Responding to the 2018 medium-term budget policy statement, labour movement Solidarity says “despite the many ideas and plans that are being put together few tangible proposals that could improve the economic situation have been announced”.
Connie Mulder, head of the Solidarity Research Institute (SRI) says the mid-term budget would be remembered for what was not said. “Not a word was said about expropriation without compensation. It seems as if Minister Mboweni (pictured) is of the opinion that it was by pure coincidence that our economy is in a technical recession. Moreover, to list agriculture as one of the main drivers of economic recovery without mentioning one of agriculture’s main threats is simply disconnected from reality,” Mulder said.
“However, what is particularly disconcerting is the fact that our government seems to be losing control over the public sector wage bill and the debt bill – with finance costs at 10,9% year-on-year being the fastest growing item in the budget estimate. Although Minister Mboweni is taking a strong stand when it comes to state debt, he still expects the budget deficit to grow.
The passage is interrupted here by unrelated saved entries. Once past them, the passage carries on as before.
PR #4963, opened 2025-10-20
fix(l1): validate incoming pooled tx blobs

### LINKED ISSUE #3745: Disconnect peers whenever they send invalid blob transactions in `PooledTransactions`
Currently, we are just logging the error. The response Hive expects is for the peer to disconnect:

https://github.com/ethereum/go-ethereum/blob/85ae3e16f1a3456c158ba0109dad07502c4046e9/cmd/devp2p/internal/ethtest/suite.go#L970

fmoletta:
**Motivation**
Enable hive p2p tests `TestBlobTxWithMismatchedSidecar ` & `TestBlobTxWithoutSidecar`
In order to pass these tests we have to:
* Be able to decode pooled transactions without blobs (aka plain eip4844 transactions instead of a wrapped eip4844 with its blobsbundle)
* Disconnect from peers that send transactions without blobs or blob bundles that don't match the versioned hashes

**Description**
* Handle the case of plain `Eip4844` transaction when RLP-decoding `WrappedEip4844` transactions
* Disconnect from peers that send empty/mismatched blobs

Closes #3745, part of #4941


crates/common/types/blobs_bundle.rs
```diff
@@ -169,6 +173,23 @@ impl BlobsBundle {
...
+        for (commitment, blob_versioned_hash) in
+            self.commitments.iter().zip(blob_versioned_hashes.iter())
+        {
+            if *blob_versioned_hash != kzg_commitment_to_versioned_hash(commitment) {
+                return Err(BlobsBundleError::BlobVersionedHashesError);
+            }
+        }
+        Ok(())
+    }
 }
```
ElFantasma, line 203: Another version maybe:
```suggestion
    pub fn validate_blob_commitment_hashes(&self, hashes: &[H256]) -> Result<(), BlobsBundleError> {
        if self.commitments.len() != hashes.len()
            || self
                .commitments
                .iter()
                .zip(hashes.iter())
                .any(|(commitment, hash)| *hash != kzg_commitment_to_versioned_hash(commitment))
        {
            Err(BlobsBundleError::BlobVersionedHashesError)
        } else {
            Ok(())
        }
    }
}
```

PR #4970, opened 2025-10-20
fix(l1): remove duplicate span.entered() call in apply_updates

MegaRedHand:
**Motivation**

Some of the numbers we get from grafana seem to be weird. This might have been caused by a duplicate span that was created in `apply_updates`. I suspect it was from a git conflict that was solved erroneously.

**Description**

This PR removes a duplicate span `entered()` call.

### DIFF
--- a/crates/storage/store_db/rocksdb.rs
+++ b/crates/storage/store_db/rocksdb.rs
@@ -659,7 +659,6 @@ impl StoreEngine for Store {
                 ],
             )?;
 
-            let _span = tracing::trace_span!("Block DB update").entered();
             let mut batch = WriteBatch::default();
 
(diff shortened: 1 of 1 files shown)


crates/storage/store_db/rocksdb.rs
```diff
@@ -659,7 +659,6 @@ impl StoreEngine for Store {
                 ],
             )?;
 
-            let _span = tracing::trace_span!("Block DB update").entered();
```
MegaRedHand, line 662: Note that before calling `open_cfs` there's another line like this.

pablodeymo (approved):

rodrigo-o (approved):

PR #4973, opened 2025-10-21
feat(l1)!: allow setting a target gas limit through CLI

### LINKED ISSUE #4482: Allow configuring a desired gas limit on the block builder
Related to #2526 (this one is for L1)

Currently, we have a hardcoded desired gas limit of 30M on the block builder:

https://github.com/lambdaclass/ethrex/blob/9d61e15af6be80d7a2610c9eeea4357306e1d57e/crates/blockchain/payload.rs#L182

We should instead have this as a configurable value somewhere.

MegaRedHand:
**Motivation**

When spinning up localnets made up only of ethrex nodes, we can't use gas limits apart from the default one of 30M. We want to be able to set it through a CLI flag in those cases.

**Description**

This PR adds a flag for setting the gas limit: `--builder.gas-limit`. It also renames the flag `--block-producer.extra-data` to `--builder.extra-data`.

Closes #4482


cmd/ethrex/cli.rs
```diff
@@ -230,6 +230,14 @@ pub struct Options {
         help_heading = "Block producer options"
     )]
     pub extra_data: String,
+    #[arg(
+        long = "block-producer.gas-limit",
```
mpaulucci: nit: maybe just `producer.gas-limit`? So that the namespace is not that long

cmd/ethrex/cli.rs
```diff
@@ -230,6 +230,14 @@ pub struct Options {
...
+        default_value_t = DEFAULT_BUILDER_GAS_CEIL,
```
mpaulucci, line 235: I don't understand this? Isn't the default gas ceil different depending on the fork? I understand if you want to overwrite it but, isnt the default different for each fork?

MegaRedHand: No. The default gas limit is set by each client independently of the network. For example, geth currently has a default of 60M:

https://github.com/ethereum/go-ethereum/blob/6608a2aafd3603afe59f95fa7b2a8ec00b8eaa19/miner/miner.go#L54-L55

I think we should bump this default to 60M, but I didn't change that in this PR since it's important enough to merit its own PR and discussion.

cmd/ethrex/cli.rs
MegaRedHand: I used `block-producer` since that was the namespace used for `block-producer.extra-data`. I think `builder` would be a better namespace name.

MegaRedHand: Changed in [510f969](https://github.com/lambdaclass/ethrex/pull/4973/commits/510f969d2f5ef0fc6628562f10f4b77d2d9477fa) to `builder`.

mpaulucci: nice, even better

cmd/ethrex/initializers.rs
```diff
@@ -130,7 +130,7 @@ pub fn init_blockchain(store: Store, blockchain_opts: BlockchainOptions) -> Arc<
     Blockchain::new(store, blockchain_opts).into()
 }
 
-#[allow(clippy::too_many_arguments)]
+#[expect(clippy::too_many_arguments)]
```
ilitteri, line 133: :agite:

PR #4985, opened 2025-10-21
fix(l1): don't trigger snap sync if fcu head is already canonical

### LINKED ISSUE #4846: [Snap Sync] Ethrex returns syncing when calling FCU on the genesis block
I've seen a lot of errors in Hive since we changed to use snap sync by default:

Tough decisions are much talked about, but hardly any such decisions are being made,” Mulder stressed.
The country’s economic growth has been officially revised down to 0.7% – it was at 1.5% in the Budget tabled in February by one of Mboweni’s predecessors, Malusi Gigaba. Revenue collection is lower than had been forecast. This all means that national debt levels will, again, be higher than projected.
The Media online said “there’s very little tangible good news. That is to be expected. The economy and public finances have been in a poor state for some time. The current level of economic growth is below estimates of population growth, meaning that South Africans will have become poorer per person by the end of the year.
But with debt levels having repeatedly exceeded the levels previous ministers of finance had promised, numerous risks on the horizon and an election looming, there was relatively little room for Mboweni to manoeuvre.
“What Mboweni and National Treasury have tried to do is to keep walking an increasingly thin tight-rope. This involves containing the growth in debt while not reducing government expenditure or increasing taxation to the point where it greatly harms economic growth or South Africans’ well-being,” writes Sean Mfundza Muller, Academic economist at the University of Johannesburg, for The Media Online.
He says unless economic growth improves, the country will have to step off this tightrope. “Either debt must be increased well beyond what had been planned, possibly leading to downgrades, higher borrowing costs and the associated consequences. Or expenditure will be cut and more taxes imposed – leading to immediate negative effects for citizens.”